I am considering adopting but first must understand the workflow. I worked with CVS, Subversion, and other tools for embedded systems so I understand the fundamentals. But I am not confident with all the steps required just to include a module in the BSD userland.


----------



## Jose (Apr 21, 2021)

bobmc said:


> I am considering adopting but first must understand the workflow. I worked with CVS, Subversion, and other tools for embedded systems so I understand the fundamentals. But I am not confident with all the steps required just to include a module in the BSD userland.
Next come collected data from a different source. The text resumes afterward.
PR #444, opened 2021-07-30
dataloader update

Eugene-hu:
separate PR for dataloader update: added the wikitext dataset and changed the gateway from infura to pinata. Also added the wikitext test and validation datasets for future testing.

### DIFF
--- a/bittensor/_dataloader/__init__.py
+++ b/bittensor/_dataloader/__init__.py
@@ -33,6 +33,7 @@ class dataloader:
             batch_size: int = None,
             max_corpus_size:int = None,
             num_workers: int = None,
+            dataset: str=None
         ):
         if config == None: config = dataloader.config()
         config = copy.deepcopy( config )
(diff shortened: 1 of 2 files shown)


unconst (approved):

bittensor/_dataloader/__init__.py
```diff
@@ -72,4 +76,5 @@ def check_config( cls, config: 'bittensor.Config' ):
         assert config.dataloader.block_size > 0, 'Block size must be larger than 0'
         assert config.dataloader.max_corpus_size > 0, 'max_corpus_size must be larger than 0'
         assert config.dataloader.num_workers >= 0, 'num_workers must be equal to or larger than 0'
+        assert config.dataloader.dataset in ['genesis','wikitext','test','validation'], 'dataset must be one of the following choices: genesis, wikitext, test, or validation'
```
shibshib, line 75: Perhaps i misunderstood here. Not sure if test and validation should be in the same place/hierarchy as genesis and wikitext. For example, We can divide wiki into test and validation.

But what are test and validation? Are they also datasets or subsets of datasets?

bittensor/_dataloader/dataloader_impl.py
```diff
@@ -36,19 +36,22 @@ def __init__(self):
...
+        self.file_cat = 'https://gateway.pinata.cloud/api/v0/cat'
 
         # Used when current corpus has been exhausted
         self.refresh_corpus = False
 
     @staticmethod
     def requests_retry_session(
-            retries=3,
-            backoff_factor=0.3,
+            retries=5,
```
shibshib, line 53: Any reason for 5 instead of 3?

shibshib (approved):
Looks good overall! Would appreciate some feedback on my comments :)

bittensor/_dataloader/__init__.py
Eugene-hu: test and validation are the test and validation subsets of the wikitext dataset. I left it separate so that when we do run a test/validation run, we can be sure that it was never sampled during training. I could rename it or combine it with wikitext if you want

bittensor/_dataloader/dataloader_impl.py
Eugene-hu: Slightly longer load times to account for possible traffic in IPFS, had a few issues with IPFS being too slow and timing out.

unconst (approved):

PR #451, opened 2021-08-09
Bit 57 local training

Eugene-hu:
Networking update: subscription works with both ipv4 and ipv6 addresses

Miner update: updated template learning parameters, introduced a momentum hyperparameter, and introduced a learning scheduler.  Removed some old debugging print statements


miners/text/sample_config.txt
```diff
@@ -14,14 +14,14 @@ dendrite.max_worker_threads: 150
 dendrite.requires_grad: true
 dendrite.timeout: 5
 
-logging.debug: false
+logging.debug: true
```
shibshib, line 17: Should logging debug be true by default?

miners/text/sample_config.txt
```diff
@@ -14,14 +14,14 @@ dendrite.max_worker_threads: 150
...
 logging.logging_dir: ~/.bittensor/miners/
 logging.record_log: false
 logging.trace: false
 
 miner.device: cpu
-miner.epoch_length: 500
-miner.learning_rate: 0.03
+miner.epoch_length: 100
+miner.learning_rate: 1
```
shibshib, line 24: learning rate 1? isn't that epically high? :D

miners/text/template_miner.py
```diff
@@ -82,9 +82,9 @@ def add_args( parser: argparse.ArgumentParser ):
     def init_weights(self):
         initrange = 0.1
         self.remote_decoder.weight.data.uniform_(-initrange, initrange)
-        self.remote_decoder.bias.data.zero_()
+        #self.remote_decoder.bias.data.zero_()
```
shibshib: If we're not using this, let's just remove it altogether.

shibshib (approved):
Generally looks good, just a couple nits and comments

miners/text/template_miner.py
```diff
@@ -262,8 +264,9 @@ def config() -> 'bittensor.Config':
         # ---- Add miner args.
         parser = argparse.ArgumentParser()
         parser.add_argument('--miner.config', type=str, help='If set, defaults are overridden by passed file.')
-        parser.add_argument('--miner.learning_rate', type=float, help='Training initial learning rate.', default=3e-2)
+        parser.add_argument('--miner.learning_rate', type=float, help='Training initial learning rate.', default=1)
```
ivanezeigbo, line 268: just fyi if we decide that the learning rate of 1 is high

ivanezeigbo (approved):
Just left some comments

isabella618033 (approved):

miners/text/sample_config.txt
Eugene-hu: logging should be turned off by default, but I left it on due to the current bug where it doesn't display any of the subscription logs

miners/text/sample_config.txt
Eugene-hu: yeap, it is extremely high. I actually tuned it down from 5 in the original PyTorch example

miners/text/template_miner.py
Eugene-hu: Shows good, will remove

miners/text/sample_config.txt
```diff
@@ -14,14 +14,14 @@ dendrite.max_worker_threads: 150
...
 miner.name: gpt2_exodus
```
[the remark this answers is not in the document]
Eugene-hu: removed!

unconst (approved):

Probably just a terminology misunderstanding, but the ports collection is not necessarily part of the Freebsd userland. It can be, but doesn't have to be. There's a complete functional userland in base.


----------



## bobmc (Apr 21, 2021)

I fixed the Makefile maintainer email and added line 2 $FreeBSD$. There needs to be a trivial patch for that.

The port linting needs to start like this: `portlint -A $cwd` and/or `port test $cwd`


----------



## zirias@ (Apr 21, 2021)

bobmc said:


> added line 2 $FreeBSD$


Please remove that again. It's a very recent change, so portlint wasn't updated yet. But there were already a few "hunts" for these lines re-appearing – with the change to GIT, they are pointless and shouldn't be there any more.


----------



## bobmc (Apr 21, 2021)

It's all throw-away since I am just learning how to do it.


----------



## zirias@ (Apr 21, 2021)

bobmc said:


> It's all throw-away since I am just learning how to do it.


Yep, kind of bad timing, cause normally, `portlint` is a valuable tool when learning. Over time, you will know when it is fine to ignore a warning from `portlint` (I have that situation with one of my ports, which is pretty complicated and "non-standard"). And normally, a "fatal" can never be ignored, except for right now  But looking at the commit quoted by diizzy, this is already addressed.


----------



## SirDice (Apr 28, 2021)

Zirias said:


> Over time, you will know when it is fine to ignore a warning from `portlint`


Yep. It warns me I should add an NLS option to my port. But the whole thing fails to build if you try to build it without NLS enabled. So it's not optional. Still portlint keeps warning me about it. 

If you're worried about a certain warning portlint is giving you you can always ask on the freebsd-ports@ mailing list.


----------



## diizzy (Apr 28, 2021)

Please notifiy upstream if building without NLS breaks your port


----------